The wedge $\wedge$ has the general meaning like so: if it acts on two vectors, form a plane spanned by the vectors (it is "dual" to the cross product in this way).

The contraction $\rfloor$ is like a dot product when it's between vectors, but it has the general meaning that, if it acts between a vector and a plane, then the plane is "reduced" to a vector orthogonal to the other vector, but still in the original plane.

All well and good, but why is the above identity true, then? Well, in point of fact, there are some missing terms:

$$\nabla^2 A = \nabla \wedge (\nabla \rfloor A) + \nabla \rfloor (\nabla \wedge A) + \nabla \rfloor (\nabla \rfloor A) + \nabla \wedge (\nabla \wedge A)$$

The last two terms don't appear in the identity as usual. Why? Well, the first of them is identically zero: $\nabla \rfloor A$ is the divergence, so $\nabla \rfloor (\nabla \rfloor A)$ is necessarily zero; you cannot contract a vector and a scalar in any meaningful way, and this is part of the definition of the product. (The converse is that you can take a wedge product of a scalar and a vector, and it's just scalar multiplication. You can't double count this operation and still make sense of things.)

So what about the other term, $\nabla \wedge \nabla \wedge A$? It drops due to the equality of mixed partial derivatives. Write out $(\nabla \wedge \nabla)$ in terms of a basis:

$$\nabla \wedge \nabla = (e^x \wedge e^y) (\partial_x \partial_y - \partial_y \partial_x) + \ldots$$

You can see that all these terms drop out; the wedge product is antisymmetric (like the cross), so all these partial derivatives group together this way.

The net result is that the Laplacian of a vector field is also a vector field, which in itself is pretty handy, as it makes the Laplacian appear "scalar" in its behavior.

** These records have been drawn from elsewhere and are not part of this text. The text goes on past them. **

PR #845, opened 2026-09-02
Add fix-bug custom agent experiment arm

ventselartur:
## Why

The bug-fix experiment should explicitly select a dedicated workflow without adding a new per-skill selection mechanism. BC-Bench already supports custom-agent experiment arms through `agents.enabled` and `agents.name`, which copy the profile agents and invoke the harness with `--agent=<name>`.

This adds a standalone `fix-bug` custom agent containing the trimmed offline workflow from `microsoft/BCAppsBugFix`: investigate and plan, implement in a self-correcting loop, and validate with AL tools when available. Work-item fetch, test baseline, Miapp propagation, critique, AL review, and pull-request phases remain excluded so the agent fits BC-Bench's unattended evaluation model.

## Summary

- Added the modular `fix-bug` custom agent to the `microsoft-BCApps` and `microsoftInternal-NAV` profiles
- Configured the experiment with `skills.enabled: false`, `agents.enabled: true`, and `agents.name: fix-bug`
- Kept the standard bug-fix prompt unchanged so workflow selection comes from `--agent=fix-bug`
- Removed the out-of-scope `skills.names` selection and skill-name result metadata changes
- Removed premature category documentation pending experimental results
- Added tests for custom-agent configuration, prompt behavior, and copying the agent's supporting files

## Validation

- `uv run pytest -q`
- `uv run ruff check .`


EXPERIMENT.md
```diff
@@ -22,6 +22,7 @@ All configurations live in [`config.yaml`](src/bcbench/agent/shared/config.yaml)
 |---|---|---|
 | `instructions.enabled` | `false` | Copy the **entire** `instructions/<profile>/` folder (instructions + skills + agents) into the target repo before running the agent |
 | `skills.enabled` | `false` | Copy **only** `instructions/<profile>/skills/` |
+| `skills.names` | `[]` | Allow-list of skill folder names to copy; empty copies every skill in the profile. Name them explicitly to keep an arm attributable to a single skill. A profile holding none of them gets no skills, and the result records the skills that were actually copied |
```
haoranpb: The current design is, to experiment the isolate effect of a skill:
1. Create an experiment branch as described in this file
2. Enabled the skills setting in `config.yaml`
3. Replace the content `skills` folder with the skills you would like to experiment (delete the not relavent existing skills)

---

While it could be a nice addition to allow explicitly selecting the skills, it is out of the scope of this PR and should be a separate discussion

src/bcbench/agent/shared/config.yaml
```diff
@@ -26,6 +26,9 @@ prompt:
     {% endif %}
     - Do NOT commit any changes to the repository
     - Focus on W1 localization, do NOT worry about other localizations (e.g. DK, APAC)
+    {% if skills_enabled %}
```
haoranpb: [design] if we want to explicitly ask Copilot to use the skill, do you think it is an idea to swtich to a custom agent instead? So you can invoke the Copilot CLI with `copilot --agent "fix-bug"`.

---

Even without this prompt change, I am confident the agent will pick up this skill, if not, it would be a good signal that we should iterate on the description of the skill so it seems more attractive to the agent when fixing a but in AL codebase

docs/bug-fix.md
```diff
@@ -7,6 +7,8 @@ title: Bug Fixing - BC-Bench
 
 This category follows the [SWE-Bench](https://www.swebench.com/) methodology. The system is tasked with fixing a bug in the Business Central (AL) codebase given an issue description.
 
+An optional `bc-fix-bug` skill arm is available for this category: a trimmed vendored copy of the skill from [`microsoft/BCAppsBugFix`](https://github.com/microsoft/BCAppsBugFix), reduced to the phases that can run offline — investigate and plan, then a self-correcting fix loop. The work-item fetch, test baseline, Miapp propagation, critique, AL review and pull-request phases are removed, so the arm stays consistent with this category's evaluation, which reverts any agent edit to a test project and scores the fix against the dataset's own test patch. Enable it with `skills.enabled: true` and `skills.names: ["bc-fix-bug"]`; see [EXPERIMENT.md](https://github.com/microsoft/BC-Bench/blob/main/EXPERIMENT.md) for how to run it as an experiment arm.
```
haoranpb: [documentation] let's remove this for now, when we are ready, we will probably add a section similiar to `MCP Server Experimental Configurations`

We will give a description and show case some results there

haoranpb (changes requested):
Great that you added the skills!

As discussed yesterday, let's keep this simple so we can quickly iterate.

Small tip, we could trigger runs with Claude Code where MCP is not blocked

haoranpb:
@ventselartur The Claude Code run finished: https://github.com/microsoft/BC-Bench/actions/runs/33734248178

I will be working on getting more information of what happened during the run (i.e. the transcript)

You can take a look at the results in the meantime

Edit: now why does the identity look the way it does in the first place? Again, clifford algebra helps. You can take the "gradient" of a vector field, actually. In clifford algebra, it's just written

$$\nabla A = \nabla \rfloor A + \nabla \wedge A$$

Yes, this is a scalar and...something not quite a vector, but pretty close. Having $\nabla$ work on this again produces the four-term expansion of the Laplacian I gave earlier, and all that remains to prove is that two of those terms are zero.

So it's just the same basic rules of distributing multiplication over addition that you've been familiar with since grade school.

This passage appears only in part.